We report an observational study which demonstrates an association between reduced BMD and ALM. Similarly, when using WHO grading, patients with osteoporosis had lower ALM, both for T scores, adjusted for gender, and also Z scores, when additionally adjusted for age [9]. However, we are unable to adjudge causality, and although there was a suggestion that the reduction in BMD was greater with longer duration of dialysis treatment, we were unable to confirm this in a cross-sectional study. We did not record dietary histories, and dietary intake in dialysis patients does vary between ethnic groups and so we are unable to comment on dietary calcium intake [29]. Although Asian patients were prescribed marginally more calcium in phosphate binders, we have no compliance data, and different foodstuffs can affect the bioavailability of both calcium and phosphate, so for example Asian patients are more likely to eat greater amounts of phytates in their diet, thereby affecting calcium bioavailability. Similarly, we did not record physical activity, which is linked to active energy expenditure and muscle mass [30, 31]. On the other hand, the strength of our study is the very large number of PD patients included, in particular the ethnic diversity. Secondly, we report on femoral neck BMD, whereas whole body and lumbar spine measurements can be confounded by differences in skull calcification between genders [19], overlying vascular calcification, implantable cardiac and other devices, vertebral crush fractures, and electron dense material in the bowel, such as lanthanum-containing medications [32].

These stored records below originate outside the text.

PR #195, opened 2017-01-05
Fix output of EPV

VSEphpbb:
Fix an issue in phpBB 3.2 where EPV output, which contains CLI formatting such as `<success>` was now being encoded to HTML entities, and thus rendering `<success>`, e.g.

unspecified

### DIFF
--- a/contribution/extension/prevalidator.php
+++ b/contribution/extension/prevalidator.php
@@ -24,6 +24,7 @@ class prevalidator
 	 *
 	 * @param string $directory		Directory where extracted revision is located
 	 * @return string
+	 * @throws \InvalidArgumentException
 	 */
 	public function run_epv($directory)
 	{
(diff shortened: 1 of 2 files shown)


VSEphpbb:
Well this does not fix EPV output when EPV is run from the queue. So another solution is needed.

Why does the EPV generate all this formatting stuff here? 
https://github.com/phpbb/customisation-db/blob/3.2.x/contribution/extension/prevalidator.php

VSEphpbb:
Maybe this???

prototech:
Just go ahead and nuke those tags in run_epv()? Pretty sure they don't serve a purpose here.

VSEphpbb:
@prototech They probably don't but the problem is some tags come in on the individual messages anyways directly from the EPV, so even if we remove the hardcoded tags here, we still get some from EPV itself. So we will still need to replace them.

VSEphpbb:
Now it outputs a cleaner result. Here's an image capture from what is now posted in the queue:
screen shot 2017-01-06 at 2 34 36 pm

michaelcullum:
Ping me when you want this deployed

paul999:
I have no idea how the EPV implementation works in titania, thats something @prototech made I think. EPV has nothing changed, so it is a 3.2/titania issue I guess.

VSEphpbb:
@michaelcullum  deploy it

Our study demonstrates that PD patients are at risk of osteosarcopenia. As falls are more common in patients with sarcopenia, and equally common in PD and haemodialysis patients, then osteoporotic PD patients are also at risk of increased mortality from fractures. The pattern of CKD-MBD is changing over time, with increasing prevalence of osteopenia and osteoporosis. As more and more older and frail patients are now offered treatment by PD in Europe and North America, this will require a change in clinical practice to develop treatments designed to reduce the loss of calcium from bones and improve bone structure. Patients with osteoporosis had lower ALM, and therefore, whether osteosarcopenic PD patients will benefit from non-pharmaceutical treatments such as exercise, and if nutritional programs will improve CKD-BMD and muscle mass remains to be determined.